Get the Recipe: Vegetarian Beef Stew (Vegan)

This Vegetarian Beef Stew is hearty, rich, and savory. The veggies are soft and tender while the broth is packed with flavor. This Vegan beef stew is just as flavorful as traditional beef stew, but it is made without beef.
4.60 from 10 votes


  • 1 tbsp olive oil
  • 1 yellow onion, diced
  • 1 tbsp minced garlic
  • 4 large carrots, sliced
  • 1 pound potatoes, cubed
  • 4 cups vegetable broth
  • 2 tbsp balsamic vinegar
  • 1 tsp ground thyme
  • 1 tsp ground pepper
  • fresh parsley, to garnish


  • First, dice onion. Add diced onion, minced garlic and olive oil to a Dutch oven or large skillet over medium heat.
  • Cook for 4 to 5 minutes or until onions are tender.
  • Cut up carrots and cube potatoes. Then, add carrots and potatoes to Dutch oven.

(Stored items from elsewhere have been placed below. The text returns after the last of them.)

PR #4838, opened 2023-01-30
Add integration test for interaction of scontrol reboot with EC2 status checks

jdeamicis:
### Description of changes
* Add an integration test to check the logic to allow compute nodes rebooted via Slurm not to be drained due to EC2 status checks failures (not yet added to the daily integ tests).

### Tests
* The test covers the two ways a node rebooted via `scontrol reboot` may be treated as unhealthy by `clustermgtd` if EC2 status checks fail during the reboot process:
  1. the EC2 status checks report failure while the node is still rebooting (in `REBOOT_ISSUED` state);
  2. the EC2 status checks report failure after the node has already restarted Slurmd, due to the time it takes EC2 to publish the EC2 status check state.

### References
* https://github.com/aws/aws-parallelcluster-node/pull/490

### Checklist
- [ ] Check all commits' messages are clear, describing what and why vs how

### DIFF
--- a/tests/integration-tests/tests/schedulers/test_slurm.py
+++ b/tests/integration-tests/tests/schedulers/test_slurm.py
@@ -559,7 +559,6 @@ def test_scontrol_reboot_ec2_health_checks(
 
     # 2 iterations to cover the two scenarios described in the test description
     for scenario in range(1, 3):
-
         if scenario == 2:
             # Remove delay in startup of slurmd on the compute nodes.
             # TODO: generalize it for multiple nodes (it requires a parallel ssh utility such as clush)
--- a/tests/integration-tests/tests/schedulers/test_slurm.py
+++ b/tests/integration-tests/tests/schedulers/test_slurm.py
@@ -33,6 +33,7 @@ from tests.common.assertions import (
     assert_num_instances_in_cluster,
     assert_scaling_worked,
     wait_for_num_instances_in_cluster,
+    wait_for_slurm_rebooted_nodes,
 )
 from tests.common.hit_common import (
     assert_compute_node_reasons,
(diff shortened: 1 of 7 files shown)


tests/integration-tests/tests/schedulers/test_slurm.py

Place lid on top.
  • Cook for 5 minutes or until veggies are soft.
  • Add remaining ingredients (except fresh parsley) to the Dutch oven. Place lid on top. Simmer on medium for 15 to 20 minutes or until veggies are fork tender.
  • Finally, remove from heat and ladle stew into bowls. Garnish with fresh parsley.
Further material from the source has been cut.